For this portion of the laboratory, you used a spectrophotometer to measure the absorption spectrum of an extract prepared from spinach leaves. The absorption spectrum of the spinach extract reflects the wavelengths of light most useful by the plant in photosynthesis.
To prepare the absorption spectrum, measure the absorption of the extract from 400 to 650 nm at 25nm intervals. Then, plot the absorption values versus wavelength. When completed, the graph should look like this:
Be sure you indicate which wavelenghts of light are most conducive to photosynthesis.
For this experiment, you used O2 production as an indicator of photosynthetic activity. The photosynthetic process utilizes CO2 as a reactant and produces O2 as a waste product. You measured the photosynthetic rate of Elodea, an aquatic plant, in a solution saturated with HCO3-. The HCO3- can serve as a source of CO2, but since this is dissolved in solution, it's consumption does not appreciably alter the volume of the solution. The gaseous waste product of photosynthesis, O2, does not dissolve in the solution. Instead, the O2 bubbles to the top of the system, forming a large air bubble. The air bubble forces the solution out of the pipette, which you measured as an indicator of photosynthetic activity.

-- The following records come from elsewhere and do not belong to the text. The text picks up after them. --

PR #1054, opened 2026-03-28
Fix np.where on scalar boolean in EngineMass

bdphilli:
np.where(scale_mass) fails when scale_mass is a 0-d array or scalar boolean (NumPy deprecation). Wrap in np.atleast_1d() in both compute() and compute_partials() so indexing works regardless of input dimensionality.


ehariton (approved):

jkirk5 (changes requested):
I'd like to test an example case that replicates the issue and try and debug from the source (preprocessor failure?) first

PR #1055, opened 2026-03-28
Set aircraft-derived upper bounds on mass and distance states

### LINKED ISSUE #607: Current mass scaling in flight_phase_builder is not ideal.
### Description

Currently, the mass state is added in flight_phase_builder.py with a ref of 1e4 and a defect _ref of 1e6. 

1. I think these are actually switched from what they should be. The 1e6 on the defect ref means the optimizer doesn't see the mass defects as important as other defects. We have had some success in Jes's detailed take-off case with using a smaller value (1e3), so that when the optimizer couldn't satisfy all the constraints, it didn't leave you with large mass discontinuities.
2. These values are hardcoded, and it would be beneficial for them to be added to the phase_info parameters so that a user can control them directly.

### Example

Contact Ken and Jes for specific cases, though item 2 above can be done without one.

### Aviary Version

0.9.4-dev

_No response_

bdphilli:
When mass_bounds or distance_bounds have None as the upper bound (the default), Dymos sets it to ~1e21. With mass_ref=1e4 and distance_ref=1e6, this creates scaled upper bounds of ~1e17 and ~1e15 respectively, while other design variables have scaled ranges of O(1).

In build_phase(), replace None upper bounds with values derived from aviary_inputs: 2x GROSS_MASS for mass, 2.5x DESIGN_RANGE for distance. This reduces scaled upper bounds to O(10), matching the scale of other design variables.

User-specified bounds are preserved — the override only applies when the upper bound is None.

Resolves #607


ehariton:
@robfalck , I didn't realize dymos set any constraints if the user specifies there are no bounds to a state. Do you think we'd get easier convergence if we set the bound guesses as Ben suggests? If so, maybe we should we reevaluate all instances where we set bounds to None?

robfalck:
The way some optmizers work is that having a bound value beyond +/- 1E21 or 1E30 (depends on the optimizer), they treat it as "unbounded" and handle it a bit differently internally. I think the default behavior in OpenMDAO should be that bounds of None.

One of the real issues with this is that the scaling forces the upper and lower bounds to cross the "treat this as unbounded" threshold.  This is fixed in the autoscaler pull request on OpenMDAO.

ehariton:
@bdphilli, @robfalck said he wants to take another look at this.

jkirk5:
@robfalck are the None upper bounds still an issue that requires manual fixes like in this PR?

robfalck:
For the time being, we had some outside contributions come in that conflicted at the time. Let me see if I can get it PR'd today.

PR #1073, opened 2026-04-02
Engine scaling

### LINKED ISSUE #718: Unintuitive behavior of Aircraft.Engine.SCALE_PERFORMANCE

The flag Aircraft.Engine.SCALE_PERFORMANCE is intended to be a switch for users to prevent their engine from being scaled. However its behavior is very unintuitive. By bypassing scaling, it essentially mimics Aircraft.Engine.SCALE_FACTOR being 1, without actually changing it (or SLS thrust). This means that those variables are ignored for performance calcs, but not other calculations like mass calculations. It also means the optimizer can still try and adjust this variable, but it will have no effect.

To fix this, the flag's behavior should be changed so that it instead changes whether SCALE_FACTOR is added as a design variable. The name of the variable may need to change to better reflect this. Intended behavior of scaling parameters is this:
User sets SCALE_FACTOR or SCALED_SLS_THRUST - this is either the fixed state of the engine if not letting Aviary size/optimize the engine, or the initial condition if optimizing.
Engine mass calculations now always reflect SCALE_FACTOR and updated thrust whether or not engine is being optimized (avoid things like overwriting SCALE_FACTOR to 1 if SCALE_PERFORMANCE is False)

_No response_

### Associated Bug Report

_No response_

jkirk5:
### Summary

Removes unnecessary variable Aircraft.Engine.SCALE_PERFORMANCE

### Related Issues

- Resolves #718

None

### New Dependencies

None


Kenneth-T-Moore (approved):

aviary/subsystems/propulsion/engine_deck.py
```diff
@@ -267,49 +260,17 @@ def _preprocess_inputs(self):
...
+            # extrapolation
             if idle_min > idle_max:
-                if self.get_val(Settings.VERBOSITY).value >= 1:
+                if self.get_val(Settings.VERBOSITY).value >= Verbosity.BRIEF:
                     warnings.warn(
-                        f'EngineDeck <{self.name}>: Minimum flight idle fraction '
-                        'exceeds maximum flight idle fraction. Values for min and max '
-                        'fraction will be flipped.'
+                        f'EngineDeck <{self.name}>: Minimum flight idle fraction exceeds maximum '
+                        'flight idle fraction. Values for min and max fraction will be flipped.'
```
cmbenne3: Personally I would be in favor of removing this 'helpfulness' and throwing an error if a user inputs min fraction > max fraction rather than guessing these are the correct values entered for the wrong variables.
If a user entered a fuselage width greater than its length would we throw a warning and try and flip them? What about for Min and Max Mach numbers for a cruise segment, I'm sure OpenMDAO / Dymos will error if Min > Max in that case rather than assuming we can guess what the user meant?

aviary/subsystems/propulsion/engine_deck.py
```diff
@@ -1364,44 +1320,34 @@ def _set_reference_thrust(self):
...
+                    scaled_thrust,
+                    ref_thrust * scale_factor,
+                    abs_tol=1e-1,
+                    rel_tol=1e-4,
+                ):
+                    # user wants scaling but provided conflicting inputs, cannot be resolved
+                    raise AttributeError(
+                        f'EngineDeck <{self.name}>: Conflicting values provided for '
+                        'aircraft:engine:scale_factor and aircraft:engine:scaled_sls_thrust when '
+                        'compared against aircraft:engine:reference_sls_thrust'
```
cmbenne3:
```suggestion
                        f'EngineDeck <{self.name}>: Conflicting values provided for '
                        'aircraft:engine:scale_factor {scale_factor} and aircraft:engine:scaled_sls_thrust {scaled_thrust} when '
                        'compared against aircraft:engine:reference_sls_thrust {ref_thrust}'
```

Perhaps we can add in the values that break the check here so the user can easily find and change the discrepancy.

aviary/subsystems/propulsion/engine_deck.py
```diff
@@ -1364,44 +1320,34 @@ def _set_reference_thrust(self):
...
-                    self.set_val(Aircraft.Engine.SCALE_FACTOR, 1.0)
+                    target_thrust = ref_thrust * scale_factor
+                    if self.get_val(Settings.VERBOSITY) >= Verbosity.VERBOSE:
+                        warnings.warn(
+                            f'EngineDeck <{self.name}>: aircraft:engine:scaled_sls_thrust and '
+                            'product of aircraft:engine_scale_factor and '
+                            'aircraft:engine:reference_sls_thrust are not an exact match but within '
+                            'tolerance. Setting scaled thrust target to calculated value of '
+                            f'{target_thrust} lbf.'
+                        )
```
cmbenne3, line 1355: I think we should simplify this and go with the following logic:
If both SCALED_SLS_THRUST and SCALE_FACTOR are provided warn the user, ignore one and use the other (maybe sscale_factor should take precedence)?
This eliminates needing to do a tolerance check, and Aviary's logic is clear: it uses scale_factor to scale the engine. If scale factor is not provided it will be calculate based on SCALED_SLS_THRUST and reference thrust.

I think this warning as written will always trigger if thrust_provided = True, even if the the scaling is an exact match? If we want this warning then we should add it under an additional 'if' checking for within tolerance but not exact? Personally I think this is unecessary - if the provided scaling matches to within 1e-4 that's 0.01% and more than accurate enough to be ignored.

aviary/subsystems/propulsion/engine_deck.py
```diff
@@ -1364,44 +1320,34 @@ def _set_reference_thrust(self):
             # both scale factor and target thrust provided:
```
cmbenne3, line 1317: As described below I think we should simplify this block of code for if we have both.
I would throw a warning stating both have been provided and so scaled_sls_thrust will be ignored.
Then I would move to the 'scale_factor has been provided, no scaled_thrust provided' logic block so Aviary is consistent and remove the complexity of the tolerance and warnings etc.

cmbenne3 (changes requested):

aviary/subsystems/propulsion/engine_deck.py
jkirk5: You shouldn't ignore one because SCALED_SLS_THRUST is later used for calculations, so if it doesn't match scale factor it gets overwritten to a "incorrect" value. It's either check for a match or always error when both are provided.

jkirk5: I made it a DEBUG message for now

aviary/subsystems/propulsion/engine_deck.py
jkirk5: As mentioned before, I am not sure if it is safe to ignore SLS thrust value provided. I think I will put a deprecation warning here that in the future we will not allow specifying both, with the plan to only accept scale factor in the future.

cmbenne3 (approved):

Intensity of light is a measure of the amount of photons striking a given area over a given period of time. The most common unit of measurement of intensity used by plant physiologists is umol m-2 s-1 (read: micromoles of photons per meter squared per second - one mole = 6 x 1023).
In this experiment, we are measuring how increasing the amount of photons striking the leaf will affect the photosynthetic rate.
The first step in analyzing the data is to prepare a graph of the volume of O2 produced versus time for the three intensities. When you are done, your graph should look like this:
From this graph, you can determine the photosynthetic rate for each of the three intensities by taking the slope of each line. Once you have done this, prepare a second graph plotting photosynthetic rate versus light intensity. When you are done, your graph should look like this:
You should note that this line does not pass through the origin. Instead, it crosses the x-axis at what is called the photosynthetic compensation point. The photosynthetic compensation point is the intensity of light required for no net carbon assimilation, meaning that the CO2 consumed by photosynthesis is exactly the same amount produced by respiration. At light intensities above the photosynthetic compensation point, the plant is taking in more carbon that it is producing as a waste product by its metabolism. At light intensities below the photosynthetic compensation point, the plant is actually losing carbon!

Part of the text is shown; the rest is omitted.